Micromyrtus acuta
- Conservation status: Priority Three — Poorly Known Taxa (DEC)

Scientific classification
- Kingdom: Plantae
- Clade: Tracheophytes
- Clade: Angiosperms
- Clade: Eudicots
- Clade: Rosids
- Order: Myrtales
- Family: Myrtaceae
- Genus: Micromyrtus
- Species: M. acuta
- Binomial name: Micromyrtus acuta Rye

= Micromyrtus acuta =

- Genus: Micromyrtus
- Species: acuta
- Authority: Rye
- Conservation status: P3

Species of shrub

Micromyrtus acuta is a species of flowering plant in the myrtle family, Myrtaceae and is endemic to the southwest of Western Australia. It is an erect shrub with small, oblong leaves and small white flowers in the upper leaf axils.

==Description==
Micromyrtus acuta is an erect shrub that typically grows to a height of 0.8–2 m. It leaves are directed upwards, mostly arranged on the ends of branches, thick, blunt and oblong in outline, 1.5–1.8 mm long and 0.6–0.8 mm wide on a petiole 0.3–0.4 mm long, with four to six prominent oil glands. The flowers are 4–5 mm in diameter, and arranged in three to eight upper leaf axils on a peduncle 0.7–1.1 mm long with narrowly egg-shaped bracteoles 1.1–1.4 mm long at the base. The sepals are egg-shaped, 0.4–0.5 mm long and the petals are white, elliptic to egg-shaped and 1.5–2.0 mm long. There are ten stamens, the filaments 0.30–0.35 mm long.

==Taxonomy==
Micromyrtus acuta was first formally described in 2006 by Barbara Lynette Rye in the journal Nuytsia from specimens collected near Paynes Find in 1977. The specific epithet (acuta) means "sharply pointed", referring to the tips of the flower buds and sepals.

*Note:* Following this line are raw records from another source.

PR #658, opened 2019-05-02
Vectorize effective sample size

fehiepsi:
This PR vectorizes effective sample size in all dimensions: variable dimensions, chain dimension, draw dimension. In addition, I think that we don't need multi-chains to be able to compute this value, so I also remove that restriction in this PR (the same thing happens for `split-R-hat`: we can vectorize and don't need multi-chains to be able to compute its value (but I would like to defer the discussion about it to another PR).

Test on `centered_eight` posterior, this PR gives nearly identical result to the current one:
```
    mu       float64 192.0
    theta    (school) float64 377.0 372.0 418.0 301.0 290.0 397.0 347.0 359.0
    tau      float64 130.0
```
```
    mu       float64 192.0
    theta    (school) float64 377.0 372.0 418.0 300.0 290.0 397.0 347.0 359.0
    tau      float64 130.0
```
The difference 301 vs 300 comes from the inconsistent behaviour of `acov_t` vs the remaining `acov[:, t]` values in the current implementation.

By the way, thanks for making this awesome library!

### DIFF
--- a/arviz/stats/diagnostics.py
+++ b/arviz/stats/diagnostics.py
@@ -97,9 +97,9 @@ def _get_ess(sample_array):
 
     # Geyer's initial monotone sequence
     # here we split out the initial value and take the accumulated min of the remaining sequence
-    P_t = np.concatenate([P_t[..., :1],
-                          np.minimum.accumulate(P_t[..., 1:].clip(min=0), axis=-1)],
-                         axis=-1)
+    P_t = np.concatenate(
+        [P_t[..., :1], np.minimum.accumulate(P_t[..., 1:].clip(min=0), axis=-1)], axis=-1
+    )
 
     ess = np.floor((n_chain * n_draws) / (-1.0 + 2.0 * np.sum(P_t, axis=-1)))
     return ess
@@ -122,7 +122,7 @@ def autocorr(x):
     y = x - x.mean(axis=-1, keepdims=True)
     len_y = y.shape[-1]
     result = fftconvolve(y, y[..., ::-1], axes=-1)
-    acorr = result[..., result.shape[-1] // 2:]
+    acorr = result[..., result.shape[-1] // 2 :]
     acorr /= np.arange(len_y, 0, -1)
     acorr /= acorr[..., :1]
     return acorr
--- a/arviz/stats/diagnostics.py
+++ b/arviz/stats/diagnostics.py
@@ -73,6 +73,7 @@ def _get_ess(sample_array):
 
     It is required that the last two dimensions are chain dimension and draw dimension.
     """
+    # pylint: disable=no-member
     if sample_array.ndim == 1:
         sample_array = sample_array[None, ...]
     n_chain, n_draws = sample_array.shape[-2], sample_array.shape[-1]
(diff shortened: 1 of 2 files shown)


arviz/stats/diagnostics.py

==Distribution and habitat==
This species of micromyrtus grows in open shrubland from near Lake Monger to near Paynes Find in the Avon Wheatbelt and Yalgo bioregions of south-western Western Australia.

==Conservation status==
Micromyrtus acuta is classified as "Priority Three" by the Government of Western Australia Department of Parks and Wildlife meaning that it is poorly known and known from only a few locations but is not under imminent threat.